====== DATA SECTION

PR #1015, opened 2019-03-16
Minor coq fixes

mattam82:
These patches add declarations to help Coq tactics know about the identity type used in HoTT and allow calling "induction" on booleans (useful for generic tactics), along with a minor fix for "autoapply"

============

*ACTIVITY:*
Could each line above be retyped exactly?

*COMPLETED TASK:*
PR #1015, opened 2019-03-16
Minor coq fixes

mattam82:
These patches add declarations to help Coq tactics know about the identity type used in HoTT and allow calling "induction" on booleans (useful for generic tactics), along with a minor fix for "autoapply"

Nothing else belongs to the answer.